Thursday, 22 May 2014

The winter of 2014 was cold.

During the months of January and February of the year 2014 I gave an objective to myself. It was to finish the masters dissertation to the point of submission. I also learned that picking a hard topic was probably not the best idea but it was certainly rewarding. Nonetheless, I still received a distinction (the Oxford version of an A) for the work. So, I'm happy share it with the world welcoming any sort of feedback.

If you're interested you can read the full paper here: The full paper

Personal computing devices and servers are becoming more powerful by the day through hardware parallelisation. Such advances require developers to look into concurrency in order to take advantage of the new computing power. However, much of the code is written without formal verification and checked only heuristically through unit or other tests. This dissertation will show how Communicating Sequential Processes (CSP) can be used to detect errors in an application that supports concurrent execution. This is done by isolating common concurrency problems and mapping them into CSP representations.

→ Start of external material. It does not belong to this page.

PR #221, opened 2021-05-03
Deal with nil branch

ekohl:
default_branch doesn't guarantee a result. This checks for the nil value and raises an exception.

This is probably not a good way to deal with it, but it's a lot clearer for the user. I happened to run into this because I didn't have a HEAD for the remote `origin` so `rm .git/refs/remotes/origin/HEAD` is the reproducer.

Finally, Failures-Divergences Refinement (FDR) software package is used to perform refinement checks to detect the errors in the source code. This process allows the developer to build assertions that their code must pass to prove its correctness. 

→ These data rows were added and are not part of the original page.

PR #225, opened 2021-06-15
release 2.1.1 /  Create ~/.gem before writing the token to it

bastelfreak:


ekohl (changes requested):
I'd prefer to try `mkdir -p ~/.gem` before using the file.

Also, please align on `~/.gem` rather than using `/home/runner` in the `chmod` command.

ekohl (approved):

PR #226, opened 2021-06-24
Allow latest aruba dependency

bastelfreak:


modulesync.gemspec
```diff
@@ -17,7 +17,7 @@ Gem::Specification.new do |spec|
   spec.test_files    = spec.files.grep(%r{^(test|spec|features)/})
   spec.require_paths = ['lib']
 
-  spec.add_development_dependency 'aruba', '~> 0.14'
+  spec.add_development_dependency 'aruba', '>= 0.14'
```
ekohl, line 20: Do we still want to set an upper bound of `< 2` to prevent accepting a new major version accidentally?
```suggestion
  spec.add_development_dependency 'aruba', '>= 0.14', '< 2'
```

ekohl (commented):
Overall :+1: for compat with latest versions

PR #227, opened 2021-06-24
dont install octokit via Gemfile

bastelfreak:
this PR also contains https://github.com/voxpupuli/modulesync/pull/226

### DIFF
--- a/Gemfile
+++ b/Gemfile
@@ -3,7 +3,6 @@ source ENV['GEM_SOURCE'] || 'https://rubygems.org'
 gemspec
 
 gem 'cucumber'
-gem 'octokit', '~> 4.9'
 
 group :release do
   gem 'github_changelog_generator', :require => false


ekohl (commented):
Why is 4.9 in Gemfile while the gemspec has 4.0? It's all a bit inconsistent.

bastelfreak:
I think there was a lot of copy and paste ongoing in the past. If you like I can add `'~> 4.9'` to the gemspec file.

Gemfile
```diff
@@ -3,7 +3,6 @@ source ENV['GEM_SOURCE'] || 'https://rubygems.org'
 gemspec
 
 gem 'cucumber'
```
ekohl, line 5: Just wondering: shouldn't this be in the gemspec as a dev dependency?

ekohl (approved):
I'm fine not updating it in the gemspec. It's not bound to it and it's probably OK. Technically we could verify what really is the minimum version, but I don't see anyone doing so.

I would like to thank my advisor, Dr. Andrew Simpson, and the Software Engineering Program staff for their guidance and quick responses. This project could not have been accomplished without the generosity, patience and accommodation of the family scholarship fund. I am particularly grateful to the American people for providing the opportunity and the Lithuanian people for their infinitely delicious food and heavenly honey. Finally, I wish to thank my wife, Diana, for her love, support and conversation.